-- EXERCISE --
Please repeat, from the entries that follow, the lines from the one containing "Hi @dev-willbird1936 , the" through the one containing "You’re right. SQLite" exactly, adding nothing.

Saved data entries:
Content starts
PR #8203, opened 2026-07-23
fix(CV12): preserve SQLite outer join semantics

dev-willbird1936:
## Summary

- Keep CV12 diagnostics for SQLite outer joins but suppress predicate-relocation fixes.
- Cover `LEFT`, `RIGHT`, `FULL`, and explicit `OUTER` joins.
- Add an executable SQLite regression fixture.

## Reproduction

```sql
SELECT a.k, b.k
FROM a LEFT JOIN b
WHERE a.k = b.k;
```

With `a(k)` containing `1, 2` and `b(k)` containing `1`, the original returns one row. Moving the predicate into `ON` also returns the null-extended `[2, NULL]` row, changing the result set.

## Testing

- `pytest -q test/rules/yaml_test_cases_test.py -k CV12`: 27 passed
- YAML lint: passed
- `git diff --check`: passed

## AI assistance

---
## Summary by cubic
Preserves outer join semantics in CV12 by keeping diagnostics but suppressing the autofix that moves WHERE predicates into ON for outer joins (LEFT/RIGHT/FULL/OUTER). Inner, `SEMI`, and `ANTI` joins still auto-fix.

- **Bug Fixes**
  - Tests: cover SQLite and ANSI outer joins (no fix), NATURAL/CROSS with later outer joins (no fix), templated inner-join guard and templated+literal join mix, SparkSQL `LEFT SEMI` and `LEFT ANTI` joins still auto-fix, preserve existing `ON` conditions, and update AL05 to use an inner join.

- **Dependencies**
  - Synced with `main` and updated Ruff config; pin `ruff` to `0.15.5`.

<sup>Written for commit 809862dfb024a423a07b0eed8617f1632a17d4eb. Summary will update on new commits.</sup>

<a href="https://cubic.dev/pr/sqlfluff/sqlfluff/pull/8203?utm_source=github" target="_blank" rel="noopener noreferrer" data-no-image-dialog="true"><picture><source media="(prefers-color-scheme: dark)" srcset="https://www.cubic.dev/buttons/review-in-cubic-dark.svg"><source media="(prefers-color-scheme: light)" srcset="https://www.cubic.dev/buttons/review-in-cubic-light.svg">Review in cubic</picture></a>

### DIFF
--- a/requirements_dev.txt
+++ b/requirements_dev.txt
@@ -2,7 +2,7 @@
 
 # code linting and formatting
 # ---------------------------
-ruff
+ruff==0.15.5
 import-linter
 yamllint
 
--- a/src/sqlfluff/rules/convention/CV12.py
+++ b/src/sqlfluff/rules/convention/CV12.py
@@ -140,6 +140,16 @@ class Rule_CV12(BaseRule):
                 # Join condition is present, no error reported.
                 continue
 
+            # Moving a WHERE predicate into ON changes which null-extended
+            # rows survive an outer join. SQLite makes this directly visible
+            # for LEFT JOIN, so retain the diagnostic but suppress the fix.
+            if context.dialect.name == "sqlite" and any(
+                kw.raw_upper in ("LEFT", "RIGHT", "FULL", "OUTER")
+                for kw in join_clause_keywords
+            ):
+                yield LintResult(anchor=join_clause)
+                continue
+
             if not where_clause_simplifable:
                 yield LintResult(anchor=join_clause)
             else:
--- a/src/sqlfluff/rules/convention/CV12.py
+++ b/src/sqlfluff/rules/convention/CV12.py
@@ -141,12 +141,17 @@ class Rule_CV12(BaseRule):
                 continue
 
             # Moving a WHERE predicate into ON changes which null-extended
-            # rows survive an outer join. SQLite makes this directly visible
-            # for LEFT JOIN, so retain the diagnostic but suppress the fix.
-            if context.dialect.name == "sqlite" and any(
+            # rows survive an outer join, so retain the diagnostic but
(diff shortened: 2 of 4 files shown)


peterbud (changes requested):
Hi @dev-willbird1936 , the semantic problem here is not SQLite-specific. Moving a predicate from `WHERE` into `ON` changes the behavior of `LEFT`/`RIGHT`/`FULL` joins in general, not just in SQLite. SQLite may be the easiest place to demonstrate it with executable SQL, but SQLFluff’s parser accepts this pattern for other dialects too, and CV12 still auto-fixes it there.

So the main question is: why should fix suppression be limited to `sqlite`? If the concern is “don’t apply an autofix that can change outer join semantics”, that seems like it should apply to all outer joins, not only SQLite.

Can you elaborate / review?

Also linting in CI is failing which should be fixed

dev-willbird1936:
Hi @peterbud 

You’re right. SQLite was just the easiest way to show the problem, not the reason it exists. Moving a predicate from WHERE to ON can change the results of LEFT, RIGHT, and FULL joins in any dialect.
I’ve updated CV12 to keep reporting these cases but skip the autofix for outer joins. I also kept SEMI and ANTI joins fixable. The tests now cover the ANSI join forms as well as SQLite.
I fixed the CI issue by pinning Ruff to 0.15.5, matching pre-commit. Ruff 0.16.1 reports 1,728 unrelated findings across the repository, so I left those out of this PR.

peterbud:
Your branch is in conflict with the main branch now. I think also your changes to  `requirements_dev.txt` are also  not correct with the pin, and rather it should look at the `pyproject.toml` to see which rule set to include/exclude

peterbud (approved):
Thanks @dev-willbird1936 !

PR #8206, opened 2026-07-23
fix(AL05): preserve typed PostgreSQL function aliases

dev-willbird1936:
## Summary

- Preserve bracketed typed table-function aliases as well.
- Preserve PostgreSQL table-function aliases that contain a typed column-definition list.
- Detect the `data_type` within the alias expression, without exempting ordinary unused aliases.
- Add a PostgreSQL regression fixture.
Content ends
Content starts
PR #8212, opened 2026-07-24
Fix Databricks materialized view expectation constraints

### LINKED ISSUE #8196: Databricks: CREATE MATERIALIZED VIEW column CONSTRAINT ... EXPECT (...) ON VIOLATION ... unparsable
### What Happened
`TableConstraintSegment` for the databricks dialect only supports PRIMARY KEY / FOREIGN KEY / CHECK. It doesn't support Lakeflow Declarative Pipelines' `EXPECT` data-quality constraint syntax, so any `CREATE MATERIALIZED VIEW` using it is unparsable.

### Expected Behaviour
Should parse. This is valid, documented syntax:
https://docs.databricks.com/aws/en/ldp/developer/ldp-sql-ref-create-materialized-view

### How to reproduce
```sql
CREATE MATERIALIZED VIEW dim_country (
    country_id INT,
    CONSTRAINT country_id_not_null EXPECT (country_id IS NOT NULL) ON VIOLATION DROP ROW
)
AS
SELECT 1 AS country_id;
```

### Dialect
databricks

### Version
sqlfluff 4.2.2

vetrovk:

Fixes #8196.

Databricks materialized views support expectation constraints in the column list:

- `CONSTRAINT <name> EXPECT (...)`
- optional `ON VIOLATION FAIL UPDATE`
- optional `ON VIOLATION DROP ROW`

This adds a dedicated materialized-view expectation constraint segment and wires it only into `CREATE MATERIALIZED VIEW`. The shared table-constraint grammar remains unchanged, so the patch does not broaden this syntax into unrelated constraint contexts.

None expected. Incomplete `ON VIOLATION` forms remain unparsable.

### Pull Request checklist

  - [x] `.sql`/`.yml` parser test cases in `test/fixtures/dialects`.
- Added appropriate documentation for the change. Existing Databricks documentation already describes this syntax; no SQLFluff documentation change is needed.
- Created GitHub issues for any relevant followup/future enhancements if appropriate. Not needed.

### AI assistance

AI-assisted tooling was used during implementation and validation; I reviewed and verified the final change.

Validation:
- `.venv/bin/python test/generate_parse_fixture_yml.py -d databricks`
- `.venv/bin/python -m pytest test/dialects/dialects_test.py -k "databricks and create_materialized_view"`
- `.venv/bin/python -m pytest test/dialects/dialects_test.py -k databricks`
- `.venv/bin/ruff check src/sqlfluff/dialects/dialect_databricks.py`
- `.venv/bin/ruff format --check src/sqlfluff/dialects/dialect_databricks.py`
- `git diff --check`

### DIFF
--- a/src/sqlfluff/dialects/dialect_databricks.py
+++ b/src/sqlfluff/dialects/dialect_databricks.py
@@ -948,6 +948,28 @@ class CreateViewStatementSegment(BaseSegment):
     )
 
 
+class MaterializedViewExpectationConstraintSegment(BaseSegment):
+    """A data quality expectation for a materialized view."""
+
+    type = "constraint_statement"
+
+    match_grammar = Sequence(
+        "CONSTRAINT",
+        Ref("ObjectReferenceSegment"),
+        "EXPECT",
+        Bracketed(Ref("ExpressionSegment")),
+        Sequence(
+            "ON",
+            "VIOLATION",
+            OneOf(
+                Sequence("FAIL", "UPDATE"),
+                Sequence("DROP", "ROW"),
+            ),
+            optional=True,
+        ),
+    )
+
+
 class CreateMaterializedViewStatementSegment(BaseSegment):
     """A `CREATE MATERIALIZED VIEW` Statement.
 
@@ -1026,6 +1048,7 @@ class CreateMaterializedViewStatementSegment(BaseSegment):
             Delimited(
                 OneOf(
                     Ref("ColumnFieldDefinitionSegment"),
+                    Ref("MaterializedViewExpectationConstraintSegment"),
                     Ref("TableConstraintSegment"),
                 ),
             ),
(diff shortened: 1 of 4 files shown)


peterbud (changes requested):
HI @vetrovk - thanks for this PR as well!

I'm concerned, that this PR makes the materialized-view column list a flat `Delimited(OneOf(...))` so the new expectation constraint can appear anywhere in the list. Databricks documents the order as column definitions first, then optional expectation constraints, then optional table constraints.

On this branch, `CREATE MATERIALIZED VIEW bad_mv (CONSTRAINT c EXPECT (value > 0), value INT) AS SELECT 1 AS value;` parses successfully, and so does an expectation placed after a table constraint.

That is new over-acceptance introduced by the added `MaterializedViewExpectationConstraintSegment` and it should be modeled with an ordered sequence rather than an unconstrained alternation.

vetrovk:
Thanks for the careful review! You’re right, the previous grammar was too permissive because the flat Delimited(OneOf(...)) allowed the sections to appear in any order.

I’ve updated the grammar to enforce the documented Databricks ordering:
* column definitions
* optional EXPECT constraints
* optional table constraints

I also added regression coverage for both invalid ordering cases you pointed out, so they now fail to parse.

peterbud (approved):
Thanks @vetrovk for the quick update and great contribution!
Content ends
Content starts
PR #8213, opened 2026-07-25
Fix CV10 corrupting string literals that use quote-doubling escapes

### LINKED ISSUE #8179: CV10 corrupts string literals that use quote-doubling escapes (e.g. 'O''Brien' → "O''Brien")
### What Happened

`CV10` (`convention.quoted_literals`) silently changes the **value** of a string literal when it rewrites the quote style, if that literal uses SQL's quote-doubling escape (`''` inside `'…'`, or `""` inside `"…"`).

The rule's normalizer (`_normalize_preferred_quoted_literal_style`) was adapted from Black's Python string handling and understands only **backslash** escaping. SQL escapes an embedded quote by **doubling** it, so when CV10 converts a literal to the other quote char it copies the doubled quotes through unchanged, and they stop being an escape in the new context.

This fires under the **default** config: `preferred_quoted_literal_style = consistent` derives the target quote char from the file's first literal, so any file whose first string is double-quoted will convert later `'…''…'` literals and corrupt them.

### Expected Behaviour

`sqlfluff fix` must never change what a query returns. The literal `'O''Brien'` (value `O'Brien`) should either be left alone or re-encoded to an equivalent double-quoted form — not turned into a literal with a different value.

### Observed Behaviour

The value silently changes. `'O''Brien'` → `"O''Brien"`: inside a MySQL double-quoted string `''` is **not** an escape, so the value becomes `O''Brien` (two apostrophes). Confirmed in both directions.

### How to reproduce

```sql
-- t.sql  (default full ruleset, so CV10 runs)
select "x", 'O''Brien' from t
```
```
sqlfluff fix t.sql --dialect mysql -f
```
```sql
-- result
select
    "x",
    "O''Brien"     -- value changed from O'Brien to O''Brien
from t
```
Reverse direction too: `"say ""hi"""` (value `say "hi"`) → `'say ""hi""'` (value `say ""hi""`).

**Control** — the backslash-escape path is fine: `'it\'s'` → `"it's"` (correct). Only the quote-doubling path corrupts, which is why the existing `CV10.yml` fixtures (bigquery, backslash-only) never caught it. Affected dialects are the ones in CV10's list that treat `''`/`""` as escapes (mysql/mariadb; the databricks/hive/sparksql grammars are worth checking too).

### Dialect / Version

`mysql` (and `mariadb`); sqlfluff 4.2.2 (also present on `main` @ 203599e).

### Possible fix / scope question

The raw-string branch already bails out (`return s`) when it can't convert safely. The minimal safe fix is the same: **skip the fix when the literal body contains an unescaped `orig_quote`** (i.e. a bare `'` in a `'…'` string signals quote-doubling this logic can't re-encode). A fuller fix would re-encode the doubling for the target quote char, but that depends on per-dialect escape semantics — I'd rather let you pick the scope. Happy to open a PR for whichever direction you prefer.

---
Content ends
-- RESULT OF THIS EXERCISE --
Hi @dev-willbird1936 , the semantic problem here is not SQLite-specific. Moving a predicate from `WHERE` into `ON` changes the behavior of `LEFT`/`RIGHT`/`FULL` joins in general, not just in SQLite. SQLite may be the easiest place to demonstrate it with executable SQL, but SQLFluff’s parser accepts this pattern for other dialects too, and CV12 still auto-fixes it there.

So the main question is: why should fix suppression be limited to `sqlite`? If the concern is “don’t apply an autofix that can change outer join semantics”, that seems like it should apply to all outer joins, not only SQLite.

Can you elaborate / review?

Also linting in CI is failing which should be fixed

dev-willbird1936:
Hi @peterbud 

You’re right. SQLite was just the easiest way to show the problem, not the reason it exists. Moving a predicate from WHERE to ON can change the results of LEFT, RIGHT, and FULL joins in any dialect.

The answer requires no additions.